It actually doesn't even matter if the school has some policy on this matter, because the law says that work for hire is determined based on certain legal criteria, not based on the employer's policy. Even if you signed a piece of paper saying it was a work for hire, that wouldn't necessarily make it a work for hire unless it met the relevant legal tests.

Brian Borchers asks in a comment:

What is your institution's policy on the ownership of copyright of the thesis? Are you allowed to keep the copyright or must you transfer copyright to the university?

He has also pointed out in a comment that there are some schools, such as MIT, that claim in their policies that they are entitled to claim the copyright on a thesis. For the reasons described above, I suspect that this is not actually something they can legally do, but in any case it has no effect on the answer to your question.

Also, if the university is to own the right to my code, another concern of mine would be that I have used various open-source libraries and I would worry about running into license issues for using those as well.
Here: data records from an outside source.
PR #625, opened 2022-01-25
DM-33193: Exposure.getReadoutCorner method returns incorrect values for some LSST CCD amplifiers.

czwa:
Update the amplifier readout corner if data was flipped.


python/lsst/afw/cameraGeom/_amplifier.py
```diff
@@ -181,6 +181,20 @@ def transform(self, *, outOffset=None, outFlipX=False, outFlipY=False):
         bbox.shift(self.getRawXYOffset() + shift - outOffset)
 
         getattr(self, f"setRaw{bboxName}BBox")(bbox)
+
+    # Update the Readout Corner if we've flipped anything.
+    outReadoutCorner = self.getReadoutCorner()
+    if self.getRawFlipX() != outFlipX:
+        xFlipMapping = {ReadoutCorner.LL: ReadoutCorner.LR, ReadoutCorner.LR: ReadoutCorner.LL,
```
arunkannawadi, line 188: Would it make more sense to do this operation in L166, so it happens right after `bbox` is flipped?

python/lsst/afw/cameraGeom/_amplifier.py
```diff
@@ -181,6 +181,20 @@ def transform(self, *, outOffset=None, outFlipX=False, outFlipY=False):
...
+                        ReadoutCorner.UR: ReadoutCorner.UL, ReadoutCorner.UL: ReadoutCorner.UR}
+        outReadoutCorner = xFlipMapping[outReadoutCorner]
+    if self.getRawFlipY() != outFlipY:
+        yFlipMapping = {ReadoutCorner.LL: ReadoutCorner.UL, ReadoutCorner.LR: ReadoutCorner.UR,
```
arunkannawadi, line 192: Similarly, this could happen after current L180.

arunkannawadi (approved):
Looks good, overall. Just some minor comments about where the changes should go, assuming that the code will still be correct. Is it fairly straightforward to add a few lines in `test_amplifier.py` that checks that the readout corners are coming out correctly?

czwa:
I agree on the unit test comment, and have added two lines to the existing test that check that the readout corners match expectations.

python/lsst/afw/cameraGeom/_amplifier.py
arunkannawadi: I meant this could go before the loop. The `bbox` loop begins only at L171, right?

This is a non-issue. If those libraries are under the GPL (or some other "viral" license), what would violate those licenses would be if you linked them to your code and then redistributed the binary, and your code was not under GPL. That's because linking your code to the libraries creates what's known in copyright law as a "derivative work." This has nothing to do with printing out your code and putting it in your thesis. The thesis is a derivative work of your code, but the thesis is not a derivative work of the libraries, because the libraries aren't in it.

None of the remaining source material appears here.